Figure 3. Phylogenetic tree of 24 representative endospore-forming species

The tree was calculated using PHYLIP program [97] based on 16S ribosomal RNA sequences from the Ribosomal Database Project [98]. B. subtilis belongs to the cluster (yellow) of 12 species of aerobic bacteria from the class Bacilli. The other cluster (cyan) includes 12 species from the anaerobic class Clostridia. The anaerobic Clostridia cluster can be subdivided further into two subclusters: one corresponding to the Clostridiaceae family, which includes C. acetobutylicum, the other including the Thermoanaerobacteraceae and Peptococcaceae families.

Figure 4. Conservation of gene presence and regulation in the sporulation regulatory network for the 24 representative spore-formers. (a) The percentage of conserved genes b) The percentage of conserved regulations, given the presence of the regulated gene

The conservations are shown in percentages compared to B. subtilis.

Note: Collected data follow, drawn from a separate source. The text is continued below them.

PR #5612, opened 2024-05-24
Refactor and relogic acceptance tests to be capable of testing blockbased and non block themes

veljkho:
## Description

In this PR, I'd like to refactor and change logic of some tests to fulfil requirement to have acceptance tests testing both blockbased and non-block themes. This can be a go for testing more themes, but for now let's stick to these two types.

We will have additional job with all those frontend tests that are actually related to different theme use. We don't want to waste time and money on testing tests that are irrelevant of the theme in use. In that favor, I added additional group `frontend` to catch only those important tests for theme testing.

## Code review notes

Check the additional CI job `acceptance_tests_blockbased_theme` that will run over 100 tests on a block-based TT4 theme.

I had to rewrite some tests because the old tests were not compatible with a block-based theme, some of the tests.

## QA notes

_N/A_

## Linked PRs

_N/A_

## Linked tickets

[MAILPOET-5787]

## After-merge notes

_N/A_

## Tasks

[MAILPOET-5787]: https://mailpoet.atlassian.net/browse/MAILPOET-5787?atlOrigin=eyJpIjoiNWRkNTljNzYxNjVmNDY3MDlhMDU5Y2ZhYzA5YTRkZjUiLCJwIjoiZ2l0aHViLWNvbS1KU1cifQ

### DIFF
--- a/mailpoet/tests/acceptance/Forms/SubscribeToMultipleListsCest.php
+++ b/mailpoet/tests/acceptance/Forms/SubscribeToMultipleListsCest.php
@@ -3,6 +3,8 @@
 namespace MailPoet\Test\Acceptance;
 
 use Codeception\Util\Locator;
+use MailPoet\DI\ContainerWrapper;
+use MailPoet\Form\FormMessageController;
 use MailPoet\Subscription\Captcha\CaptchaConstants;
 use MailPoet\Test\DataFactories\Form;
 use MailPoet\Test\DataFactories\Segment;
@@ -24,6 +26,7 @@ class SubscribeToMultipleListsCest {
     $formName = 'Multiple Lists Form';
     $formFactory = new Form();
     $form = $formFactory->withName($formName)->withSegments([$segment1, $segment2, $segment3])->create();
+    $formId = $form->getId();
 
     $settings = new Settings();
     $settings
@@ -34,9 +37,30 @@ class SubscribeToMultipleListsCest {
 
     $formFactory->withDefaultSuccessMessage();
 
-    //Add this form to a widget
-    $i->createFormAndSubscribe();
-    //Subscribe via that form
+    $i->havePostInDatabase([
+      'post_author' => 1,
+      'post_type' => 'page',
+      'post_name' => 'form-test',
+      'post_title' => 'Form Test',
+      'post_content' => '
+        Regular form:
+          [mailpoet_form id="' . $formId . '"]
+        Iframe form:
+          <iframe class="mailpoet_form_iframe" id="mailpoet_form_iframe" tabindex="0" src="http://test.local?mailpoet_form_iframe=1" width="100%" height="100%" frameborder="0" marginwidth="0" marginheight="0" scrolling="no"></iframe>
+      ',
+      'post_status' => 'publish',
+    ]);
+  
+    $i->wantTo('Subscribe to the form with multiple lists attached');
+    $i->amOnPage('/form-test');
+    $i->waitForElement('[data-automation-id="form_email"]');
+    $i->fillField('[data-automation-id="form_email"]', 'subscriber@example.com');
+    $i->click('[data-automation-id="subscribe-submit-button"]');
+    $messageController = ContainerWrapper::getInstance()->get(FormMessageController::class);
+    $i->waitForText($messageController->getDefaultSuccessMessage(), 30, '.mailpoet_validate_success');
+    $i->seeNoJSErrors();
+
+    $i->wantTo('Confirm subscription to subscribed form');
     $i->amOnMailboxAppPage();
     $i->click(Locator::contains('span.subject', 'Subscribe to multiple test subject'));
     $i->switchToIframe('#preview-html');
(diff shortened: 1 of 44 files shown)


mailpoet/tests/acceptance/Forms/SubscribeToMultipleListsCest.php
```diff
@@ -32,7 +35,7 @@ public function subscribeToMultipleLists(\AcceptanceTester $i) {
     $formFactory->withDefaultSuccessMessage();
 
     //Add this form to a widget
```
brezocordero: Is this comment still relevant?

mailpoet/tests/acceptance/Settings/BuiltInCaptchaSubscriptionCest.php
```diff
@@ -26,17 +32,29 @@ public function _before(\AcceptanceTester $i) {
...
     $subscriberFactory = new Subscriber();
     $subscriberFactory->withEmail($this->subscriberEmail)->withCountConfirmations(1)->create();
 
-    $i->cli(['widget', 'add', 'mailpoet_form', 'sidebar-1', '2', "--form={$form->getId()}", '--title="Subscribe to Our Newsletter"']);
+    $i->havePostInDatabase([
+      'post_author' => 1,
+      'post_type' => 'page',
+      'post_name' => 'form-test',
+      'post_title' => 'Form Test',
+      'post_content' => '
```
brezocordero, line 45: The commit that added this code says '[Refactor acceptance tests](https://github.com/mailpoet/mailpoet/pull/5612/commits/d7d07385694f386024b493dfe9f8948ba6441049)'

Would you mind explaining why we are changing the form?

mailpoet/tests/docker/codeception/docker-entrypoint.sh
```diff
@@ -169,6 +169,9 @@ wp theme install twentytwentyone --activate
 if [[ $MULTISITE == "1" ]]; then
   wp theme install twentytwentyone --url=$HTTP_HOST/$WP_TEST_MULTISITE_SLUG --activate
```
brezocordero, line 170: I noticed that you tried upgrading to `twentytwentythree`. Why did you revert the change? Was there any blocker in upgrading?

brezocordero (dismissed):
@veljkho looks good, just minor questions on the comments.
Note: I am assuming you have tested the jobs that don't run on on `build_and_test` like `acceptance_oldest`

mailpoet/tests/acceptance/Forms/SubscribeToMultipleListsCest.php
veljkho: Yes, you are right; the comment should be obsolete. I will update it.

veljkho: I will update the test to reflect the scenario as the first attempt was not testing multi list form.

mailpoet/tests/acceptance/Settings/BuiltInCaptchaSubscriptionCest.php
veljkho: Maybe I was wrong with the terminology, but I had to update `createFormAndSubscribe` helper to support testing blockbased theme. There is no widgets in blockbased themes so modifying the helper method to create a form via normal post rather then widget (I believe the widget was just randomly chosen and not on purpose) solved issue with multiple themes blockbased and non-blockbased.

mailpoet/tests/docker/codeception/docker-entrypoint.sh
veljkho: I realized that TT3 is also block-based theme. We have TT4 as a block theme so testing on TT1 will be non block theme. We can stay with TT1 and extend with TT4 and other themes.

veljkho:
> Note: I am assuming you have tested the jobs that don't run on on build_and_test like acceptance_oldest

I haven't tested @brezocordero. How do you recommend testing that? Did you mean locally?
I don't think there will be any conflicts with it.

mailpoet/tests/docker/codeception/docker-entrypoint.sh
brezocordero: Thanks for the explanation!

mailpoet/tests/acceptance/Settings/BuiltInCaptchaSubscriptionCest.php
brezocordero: Thanks, that makes sense.

mailpoet/tests/acceptance/Forms/SubscribeToMultipleListsCest.php
brezocordero: Thanks for making the change.

brezocordero:
>  How do you recommend testing that? 

You could temporarily modify the `.circleci/config.yml` file and add the jobs to the workflow `build_and_test`. Then, push it to this branch, or a separate branch, and remove the commit after.

> I don't think there will be any conflicts with it.

If you are confident about it, I'm ok with it. Feel free to merge.

brezocordero (dismissed):
LGTM!

veljkho:
Tested and it worked. Now pushed with reverted commit.

brezocordero:
@veljkho  thanks so much for testing the nightly jobs.
There is a failing acceptance test. I have rerun it in case it was flaky but it still fails. 
It might not be related but would you mind taking a look?

veljkho:
Yes, @brezocordero , this is not related to this PR and it started failing just recently on trunk. It is not a flaky test, I commented on Slack -dev channel.

veljkho:
@brezocordero thanks for reviewing! I think the PR is now ready for merging.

Conservation of gene presence was established using bidirectional Blast hits, while conservation of gene regulation was established by searching for sigma factor binding sites using the PSSMs available in DBTBS [13]. The figure demonstrates that the observed conservation patterns follow the functional and structural hierarchy of the sporulation network: the sigma factors (red) are most conserved, followed by feed-forward loops (green) and inter-compartmental interactions (blue), followed by all downstream genes that are directly regulated by the sporulation network (yellow).

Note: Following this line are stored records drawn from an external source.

PR #5627, opened 2024-05-31
Update composer dependencies [MAILPOET-6094]

lysyjan:
## Description

_N/A_

## Code review notes

I updated all possible dependencies, including some of the developments. I skipped all the Codeception dependencies and will create a separate ticket for that. I didn't update some packages because I was limited by the supported PHP versions.

## QA notes

_N/A_

## Linked PRs

https://github.com/mailpoet/mailpoet-premium/pull/872

## Linked tickets

[MAILPOET-6094]

## After-merge notes

_N/A_

## Tasks

[MAILPOET-6094]: https://mailpoet.atlassian.net/browse/MAILPOET-6094?atlOrigin=eyJpIjoiNWRkNTljNzYxNjVmNDY3MDlhMDU5Y2ZhYzA5YTRkZjUiLCJwIjoiZ2l0aHViLWNvbS1KU1cifQ

### DIFF
--- a/mailpoet/composer.json
+++ b/mailpoet/composer.json
@@ -29,7 +29,7 @@
     "phpunit/phpunit": "9.6.13",
     "totten/lurkerlite": "^1.3",
     "vlucas/phpdotenv": "v5.6.0",
-    "wp-cli/wp-cli-bundle": "2.8.1"
+    "wp-cli/wp-cli-bundle": "2.10.0"
   },
   "autoload": {
     "classmap": [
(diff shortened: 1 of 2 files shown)


costasovo (approved):
@lysyjan Good job!

Note: I see that [Woo is using Action Scheduler 3.7.4](https://github.com/woocommerce/woocommerce/blob/b4efa72b07cd3ad1947b550215104d60569e4fc5/plugins/woocommerce/composer.json#L29) that means we will distribute the newest Action Scheduler so the AS from MailPoet will be used and for some time we may get more pings from users who may report errors that are not related to MP just because the happened withing AS run (they will see MailPoet in the path). But I guess that's ok I assume Woo will update soon.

Figure 5. Conservation of gene presence (a) and regulation (b) in different functional categories of the sporulation network

The percentages are shown for gene regulated by the sporulation sigma factors (σ^F, σ^G, σ^E, σ^K, σ^H) in the 24 representative organisms. The following functional categories are considered: 1.) Sporulation (179 genes, brown): Genes encoding proteins specifically involved in sporulation, except for spore coat proteins, regulation, cell wall biosynthesis, and metabolism. 2.) Metabolism (45 genes, blue): Genes encoding metabolic enzymes. 3.) Coat (38 genes, yellow): Genes encoding spore coat proteins. 4.) Regulation (31 genes, orange): Genes encoding proteins with regulatory functions (e.g. transcription factors and proteins involved in signaling) 5.) Cell wall or spore cortex (14 genes, purple): Genes whose products are involved in cell wall biosynthesis or hydrolysis. Interestingly, while the conservation of genes presence is weak for coat proteins, conservation of its regulation is relatively strong.

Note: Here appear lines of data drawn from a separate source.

PR #5629, opened 2024-05-31
Improve Sending Queue Worker [MAILPOET-5881]

costasovo:
## Description

This PR adds a couple of fixes and improvements for issues we identified during debugging sending issues after we released the Doctrine refactor.

## Code review notes

I followed the ideas from the ticket. Just a few notes:

1) I kept one call of the method for ending the sending also inside the batch processing loop because we have the execution limits check there, and in case the check throws an error, we would need to wait for another cron run to pick the task again. So it is more like an optimization.

2) I wanted to cover all the states in the method for handling the end of sending, but I was not sure what to do for the unexpected states (`PAUSED`, `INVALID`, `SCHEDULED`). These can, IMO, happen only because of some parallel run, or maybe the user clicking pause at the very exact moment. Paused and invalid tasks shouldn't block sending as these are not picked again. The schedule should be picked up again and hopefully processed. An alternative option I was thinking about was checking if there are unprocessed subscribers and, if not, marking a task as completed. Any thoughts/suggestions about this?

## QA notes

Please test sending thoroughly. 
Try sending different types of emails simultaneously to small and large lists.
Test also cases like welcome email and switching the related subscriber to unsubscribed before the email is trigerred.

## Linked PRs

_N/A_

## Linked tickets

[MAILPOET-5881]

## After-merge notes

_N/A_

## Tasks

[MAILPOET-5881]: https://mailpoet.atlassian.net/browse/MAILPOET-5881?atlOrigin=eyJpIjoiNWRkNTljNzYxNjVmNDY3MDlhMDU5Y2ZhYzA5YTRkZjUiLCJwIjoiZ2l0aHViLWNvbS1KU1cifQ

### DIFF
--- a/mailpoet/tests/integration/Cron/Workers/SendingQueue/SendingQueueTest.php
+++ b/mailpoet/tests/integration/Cron/Workers/SendingQueue/SendingQueueTest.php
@@ -840,10 +840,45 @@ class SendingQueueTest extends \MailPoetTest {
     verify($sendingQueue->getCountToProcess())->equals(0);
   }
 
-  public function testItCompletesEverythingProperlyWhenThereIsNoOneToSendTo() {
+  public function testItCompletesEverythingProperlyWhenThereIsNoSubscribedSubscriberToSendTo() {
     // Set the only scheduled task subscriber to unsubscribed
     $this->subscriber->setStatus(SubscriberEntity::STATUS_UNSUBSCRIBED);
     $this->entityManager->flush();
+
+    $sendingQueueWorker = $this->getSendingQueueWorker(
+      $this->construct(
+        MailerTask::class,
+        [$this->diContainer->get(MailerFactory::class)],
+        [
+          'send' => Expected::never(),
+        ]
+      )
+    );
+    $sendingQueueWorker->process();
+
+    // queue status is set to completed
+    $sendingQueue = $this->sendingQueuesRepository->findOneById($this->sendingQueue->getId());
+    $this->assertInstanceOf(SendingQueueEntity::class, $sendingQueue);
+    $scheduledTask = $this->scheduledTasksRepository->findOneBySendingQueue($sendingQueue);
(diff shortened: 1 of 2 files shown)


lysyjan (commented):
@costasovo A lot of improvements! Great job!
I noticed one issue, which could cause failing nightly tests.

mailpoet/tests/integration/Cron/Workers/SendingQueue/SendingQueueTest.php
```diff
@@ -1600,7 +1632,7 @@ private function getSendingQueueWorker($mailerMock = null, $authorizedEmailContr
       $this->sendingQueuesRepository,
       $this->entityManager,
       $this->statisticsNewslettersRepository,
-      $authorizedEmailControllerMock ?? $this->authorizedEmailsController
+      $authorizedEmailControllerMock ?? $this->authorizedEmailsController,
```
lysyjan, line 1635: Why did you add a comma here? I think it is not a big issue, but it can cause failing tests on lower PHP versions.

costasovo: @lysyjan Aha. Nice catch! It was accidental. I added one more argument, but then I decided it was not a good idea, so I deleted it and I forgot the comma. Trailing comma should be [fine for PHP7.3+](https://php.watch/versions/7.3/func-call-trailing-comma) and we use PHP7.4 as the oldest one so this should be fine even for nightly tests. So I guess it is not a big deal, right?

lysyjan: Ah, right! I thought it was from 8.0, but I got it mixed up with [trailing comma in function declarations](https://php.watch/versions/8.0/trailing-comma-parameter-use-list).

lysyjan (approved):

Aschepikov (approved):
GJ!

Figure 6. The estimated conservation of regulatory interactions for genes regulated by sporulation (red) and non-sporulation (green) sigma factors

The conservation is shown in percentages compared to B. subtilis. The conservation results were corrected for the limited sensitivity of predicting sigma factor binding sites using PSSMs. (a) The estimated conservation of regulation, given the presence of regulated gene, for the 307 genes regulated by the sporulation sigma factors, and the 211 genes regulated by the non-sporulation sigma factors. (b) The conservation of gene presence versus the estimated conservation of regulation for the 24 representative organisms. The conservation is shown in red for regulations by the sporulation sigma factors (σ^F, σ^G, σ^E, σ^K, σ^H), and in green for regulations by the non-sporulation sigma factors (σ^B, σ^D, σ^W, σ^X). The initials of each organism name are shown, with B. subtilis appearing in the upper-right corner. The solid red and green lines represent a linear fit between the conservation of gene presence and the estimated conservation of gene regulation for sporulation and non-sporulation sigma factors, respectively. The dashed diagonal line (in blue) corresponds to the equal conservation of gene presence and gene regulation. Interestingly, for the sporulation sigma factors, gene presence evolves faster than gene regulation, while the reverse is true for the non-sporulation sigma factors.